Task material:

* * * * * * * * *

PR #231, opened 2026-05-15
Canonicalize the order of cosignatures in MTCProofs

### LINKED ISSUE #221: Fix the order of cosignatures?
Cosignatures are an unordered set right now. Should we insist on a particular order, like sorting the IDs lexicographically? That way a receiver doesn't need to sort to detect duplicates, and we generally limit unnecessary variation. (On the other hand, it's one more thing a CA might mess up.)

See discussion here https://github.com/ietf-plants-wg/merkle-tree-certs/pull/220#issuecomment-4376952323

(CC @ilaril)

davidben:
Closes #221.

### DIFF
--- a/draft-ietf-plants-merkle-tree-certs.md
+++ b/draft-ietf-plants-merkle-tree-certs.md
@@ -1241,7 +1241,7 @@ Each element of the `signatures` field MUST have a unique `cosigner_id`. Element
 * Shorter byte strings are ordered before longer byte strings
 * Byte strings of the same length are ordered lexicographically
 
-An MTCProof parser MUST reject the input if there are duplicate `cosigner_id` values, or if they are not ordered correctly. This can be done by checking each `cosigner_id` value comes strict after the previous one in the above order.
+An MTCProof parser MUST reject the input if there are duplicate `cosigner_id` values, or if they are not ordered correctly. This can be done by checking each `cosigner_id` value comes strictly after the previous one in the above order.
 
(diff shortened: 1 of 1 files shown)


draft-ietf-plants-merkle-tree-certs.md
```diff
@@ -1236,6 +1236,13 @@ struct {
 
 `start` and `end` MUST contain the corresponding parameters of the chosen subtree. `inclusion_proof` MUST contain a subtree inclusion proof ({{subtree-inclusion-proofs}}) for the log entry and the subtree. `signatures` contains the chosen subtree signatures. In each signature, `cosigner_id` contains the cosigner ID ({{cosigners}}) in its binary representation ({{Section 3 of !I-D.ietf-tls-trust-anchor-ids}}), and `signature` contains the signature value as described in {{signature-format}}. The `timestamp` field used when computing the signature MUST be zero.
 
+Each element of the `signatures` field MUST have a unique `cosigner_id`. Elements MUST be ordered by `cosigner_id` as follows:
+
+* Shorter byte strings are ordered before longer byte strings
+* Byte strings of the same length are ordered lexicographically
+
+An MTCProof parser MUST reject the input if there are duplicate `cosigner_id` values, or if they are not ordered correctly. This can be done by checking each `cosigner_id` value comes strict after the previous one in the above order.
```
```suggestion
An MTCProof parser MUST reject the input if there are duplicate `cosigner_id` values, or if they are not ordered correctly. This can be done by checking each `cosigner_id` value comes strictly after the previous one in the above order.
```

lukevalenta (approved):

* * * * * * * * *

Problem requirements: Return the material above in full, exactly as it appears.

Task answer:
PR #231, opened 2026-05-15
Canonicalize the order of cosignatures in MTCProofs

### LINKED ISSUE #221: Fix the order of cosignatures?
Cosignatures are an unordered set right now. Should we insist on a particular order, like sorting the IDs lexicographically? That way a receiver doesn't need to sort to detect duplicates, and we generally limit unnecessary variation. (On the other hand, it's one more thing a CA might mess up.)

See discussion here https://github.com/ietf-plants-wg/merkle-tree-certs/pull/220#issuecomment-4376952323

(CC @ilaril)

davidben:
Closes #221.

### DIFF
--- a/draft-ietf-plants-merkle-tree-certs.md
+++ b/draft-ietf-plants-merkle-tree-certs.md
@@ -1241,7 +1241,7 @@ Each element of the `signatures` field MUST have a unique `cosigner_id`. Element
 * Shorter byte strings are ordered before longer byte strings
 * Byte strings of the same length are ordered lexicographically
 
-An MTCProof parser MUST reject the input if there are duplicate `cosigner_id` values, or if they are not ordered correctly. This can be done by checking each `cosigner_id` value comes strict after the previous one in the above order.
+An MTCProof parser MUST reject the input if there are duplicate `cosigner_id` values, or if they are not ordered correctly. This can be done by checking each `cosigner_id` value comes strictly after the previous one in the above order.
 
(diff shortened: 1 of 1 files shown)


draft-ietf-plants-merkle-tree-certs.md
```diff
@@ -1236,6 +1236,13 @@ struct {
 
 `start` and `end` MUST contain the corresponding parameters of the chosen subtree. `inclusion_proof` MUST contain a subtree inclusion proof ({{subtree-inclusion-proofs}}) for the log entry and the subtree. `signatures` contains the chosen subtree signatures. In each signature, `cosigner_id` contains the cosigner ID ({{cosigners}}) in its binary representation ({{Section 3 of !I-D.ietf-tls-trust-anchor-ids}}), and `signature` contains the signature value as described in {{signature-format}}. The `timestamp` field used when computing the signature MUST be zero.
 
+Each element of the `signatures` field MUST have a unique `cosigner_id`. Elements MUST be ordered by `cosigner_id` as follows:
+
+* Shorter byte strings are ordered before longer byte strings
+* Byte strings of the same length are ordered lexicographically
+
+An MTCProof parser MUST reject the input if there are duplicate `cosigner_id` values, or if they are not ordered correctly. This can be done by checking each `cosigner_id` value comes strict after the previous one in the above order.
```
```suggestion
An MTCProof parser MUST reject the input if there are duplicate `cosigner_id` values, or if they are not ordered correctly. This can be done by checking each `cosigner_id` value comes strictly after the previous one in the above order.
```

lukevalenta (approved):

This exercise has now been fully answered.